• ASSIGNMENT
The response must be made up of the lines in the entries below that contain "since".

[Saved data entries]
──────

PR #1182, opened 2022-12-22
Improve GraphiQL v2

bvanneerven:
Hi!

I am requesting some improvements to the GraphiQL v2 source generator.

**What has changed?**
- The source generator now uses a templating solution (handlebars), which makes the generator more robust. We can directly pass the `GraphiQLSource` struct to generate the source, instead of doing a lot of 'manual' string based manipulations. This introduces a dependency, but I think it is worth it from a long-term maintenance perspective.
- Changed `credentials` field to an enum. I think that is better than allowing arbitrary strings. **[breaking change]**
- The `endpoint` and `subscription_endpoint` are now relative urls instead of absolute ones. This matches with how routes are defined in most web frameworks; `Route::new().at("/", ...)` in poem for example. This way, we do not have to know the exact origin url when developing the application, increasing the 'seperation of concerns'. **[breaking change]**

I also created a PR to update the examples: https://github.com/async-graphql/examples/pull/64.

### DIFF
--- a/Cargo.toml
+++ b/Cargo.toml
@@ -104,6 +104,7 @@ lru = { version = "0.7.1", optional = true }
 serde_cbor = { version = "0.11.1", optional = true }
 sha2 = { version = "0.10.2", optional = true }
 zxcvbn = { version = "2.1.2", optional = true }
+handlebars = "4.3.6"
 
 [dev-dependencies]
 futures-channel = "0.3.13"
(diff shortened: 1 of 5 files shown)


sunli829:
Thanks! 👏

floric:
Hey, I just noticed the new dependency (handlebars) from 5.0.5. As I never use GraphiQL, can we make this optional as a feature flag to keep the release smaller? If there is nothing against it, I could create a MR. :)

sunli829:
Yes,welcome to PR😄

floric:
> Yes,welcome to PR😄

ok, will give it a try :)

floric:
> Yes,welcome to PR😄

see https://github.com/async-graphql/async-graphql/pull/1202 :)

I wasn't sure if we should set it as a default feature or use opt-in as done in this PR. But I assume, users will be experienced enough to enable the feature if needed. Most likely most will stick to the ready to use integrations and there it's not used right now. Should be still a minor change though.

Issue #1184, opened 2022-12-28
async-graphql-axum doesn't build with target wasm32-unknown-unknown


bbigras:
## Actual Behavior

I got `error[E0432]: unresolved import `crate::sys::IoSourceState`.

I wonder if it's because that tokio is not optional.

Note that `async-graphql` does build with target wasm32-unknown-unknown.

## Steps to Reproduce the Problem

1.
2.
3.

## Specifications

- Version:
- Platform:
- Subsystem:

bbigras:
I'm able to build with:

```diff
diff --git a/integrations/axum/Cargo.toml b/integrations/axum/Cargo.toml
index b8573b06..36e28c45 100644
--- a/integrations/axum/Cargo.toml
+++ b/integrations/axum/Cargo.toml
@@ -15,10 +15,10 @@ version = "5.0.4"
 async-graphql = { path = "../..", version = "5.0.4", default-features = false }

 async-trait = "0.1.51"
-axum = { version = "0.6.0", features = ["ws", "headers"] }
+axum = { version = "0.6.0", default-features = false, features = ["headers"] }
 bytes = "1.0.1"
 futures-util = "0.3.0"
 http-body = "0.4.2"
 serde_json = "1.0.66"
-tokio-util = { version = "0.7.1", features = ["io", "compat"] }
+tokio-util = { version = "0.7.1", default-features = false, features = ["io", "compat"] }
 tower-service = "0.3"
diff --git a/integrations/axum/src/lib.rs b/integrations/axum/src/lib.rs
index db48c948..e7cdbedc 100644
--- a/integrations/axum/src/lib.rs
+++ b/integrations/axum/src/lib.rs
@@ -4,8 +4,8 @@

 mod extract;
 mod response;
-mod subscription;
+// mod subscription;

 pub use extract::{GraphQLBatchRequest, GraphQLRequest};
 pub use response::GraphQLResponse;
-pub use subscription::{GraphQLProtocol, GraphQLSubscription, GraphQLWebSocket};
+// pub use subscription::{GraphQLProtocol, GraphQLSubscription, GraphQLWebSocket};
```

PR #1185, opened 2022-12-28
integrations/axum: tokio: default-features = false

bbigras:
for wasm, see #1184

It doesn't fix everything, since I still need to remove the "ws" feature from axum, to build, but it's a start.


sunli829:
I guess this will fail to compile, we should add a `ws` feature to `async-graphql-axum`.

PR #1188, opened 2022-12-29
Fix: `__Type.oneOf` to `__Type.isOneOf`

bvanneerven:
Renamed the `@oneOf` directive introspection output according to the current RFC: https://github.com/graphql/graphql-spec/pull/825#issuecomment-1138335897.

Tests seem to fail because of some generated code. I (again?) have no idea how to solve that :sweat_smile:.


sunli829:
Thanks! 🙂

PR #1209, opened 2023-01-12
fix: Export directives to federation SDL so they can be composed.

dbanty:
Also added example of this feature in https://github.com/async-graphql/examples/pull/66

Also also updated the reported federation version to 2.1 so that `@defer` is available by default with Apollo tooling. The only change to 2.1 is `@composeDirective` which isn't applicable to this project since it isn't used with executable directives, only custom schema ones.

──────

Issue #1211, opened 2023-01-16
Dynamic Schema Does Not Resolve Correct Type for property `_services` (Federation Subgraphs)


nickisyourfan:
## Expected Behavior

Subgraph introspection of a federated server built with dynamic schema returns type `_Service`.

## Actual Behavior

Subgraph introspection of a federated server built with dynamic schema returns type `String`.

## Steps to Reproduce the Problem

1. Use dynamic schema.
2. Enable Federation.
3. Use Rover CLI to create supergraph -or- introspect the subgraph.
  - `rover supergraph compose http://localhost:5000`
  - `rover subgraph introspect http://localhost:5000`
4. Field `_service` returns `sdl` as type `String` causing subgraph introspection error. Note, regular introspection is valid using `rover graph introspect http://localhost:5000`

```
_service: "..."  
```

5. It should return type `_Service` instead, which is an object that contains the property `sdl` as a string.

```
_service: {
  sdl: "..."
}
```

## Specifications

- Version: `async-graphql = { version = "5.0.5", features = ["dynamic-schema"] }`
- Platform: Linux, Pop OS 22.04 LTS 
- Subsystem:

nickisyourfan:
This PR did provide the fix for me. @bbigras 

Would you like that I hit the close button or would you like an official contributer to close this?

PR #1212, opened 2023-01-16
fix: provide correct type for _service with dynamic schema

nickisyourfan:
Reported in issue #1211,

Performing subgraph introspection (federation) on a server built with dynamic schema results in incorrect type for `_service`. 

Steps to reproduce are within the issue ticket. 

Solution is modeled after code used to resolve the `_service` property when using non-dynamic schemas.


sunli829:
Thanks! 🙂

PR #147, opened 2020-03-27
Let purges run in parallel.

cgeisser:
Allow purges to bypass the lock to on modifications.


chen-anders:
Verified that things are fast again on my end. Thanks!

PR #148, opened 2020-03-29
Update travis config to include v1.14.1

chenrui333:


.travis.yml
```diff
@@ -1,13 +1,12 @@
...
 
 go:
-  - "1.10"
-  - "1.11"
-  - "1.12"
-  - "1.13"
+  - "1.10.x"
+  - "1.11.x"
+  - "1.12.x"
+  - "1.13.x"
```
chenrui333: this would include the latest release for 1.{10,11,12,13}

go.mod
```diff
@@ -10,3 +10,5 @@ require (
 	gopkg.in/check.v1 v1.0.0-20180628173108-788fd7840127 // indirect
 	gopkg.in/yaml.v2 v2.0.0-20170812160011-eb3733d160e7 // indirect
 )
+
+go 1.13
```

──────

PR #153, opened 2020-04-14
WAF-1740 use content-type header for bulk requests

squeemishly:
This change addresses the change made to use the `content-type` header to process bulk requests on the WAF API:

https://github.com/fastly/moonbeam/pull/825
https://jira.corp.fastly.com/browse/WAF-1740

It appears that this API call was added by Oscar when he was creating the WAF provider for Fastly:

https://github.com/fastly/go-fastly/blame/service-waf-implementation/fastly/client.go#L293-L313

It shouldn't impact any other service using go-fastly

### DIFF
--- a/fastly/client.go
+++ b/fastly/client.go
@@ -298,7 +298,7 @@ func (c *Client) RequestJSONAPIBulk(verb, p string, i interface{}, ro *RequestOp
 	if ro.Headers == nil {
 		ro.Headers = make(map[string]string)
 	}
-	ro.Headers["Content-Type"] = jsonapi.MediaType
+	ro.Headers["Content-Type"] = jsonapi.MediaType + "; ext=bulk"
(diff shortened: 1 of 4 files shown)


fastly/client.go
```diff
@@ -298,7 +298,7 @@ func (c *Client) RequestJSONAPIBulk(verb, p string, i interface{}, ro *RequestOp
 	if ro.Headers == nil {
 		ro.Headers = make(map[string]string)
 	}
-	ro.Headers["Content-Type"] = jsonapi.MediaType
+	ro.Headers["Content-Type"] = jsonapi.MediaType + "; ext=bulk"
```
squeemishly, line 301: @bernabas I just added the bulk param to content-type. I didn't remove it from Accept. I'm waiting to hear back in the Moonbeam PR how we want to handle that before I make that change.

──────

• ANSWER FOR THIS EXERCISE
It doesn't fix everything, since I still need to remove the "ws" feature from axum, to build, but it's a start.
Also also updated the reported federation version to 2.1 so that `@defer` is available by default with Apollo tooling. The only change to 2.1 is `@composeDirective` which isn't applicable to this project since it isn't used with executable directives, only custom schema ones.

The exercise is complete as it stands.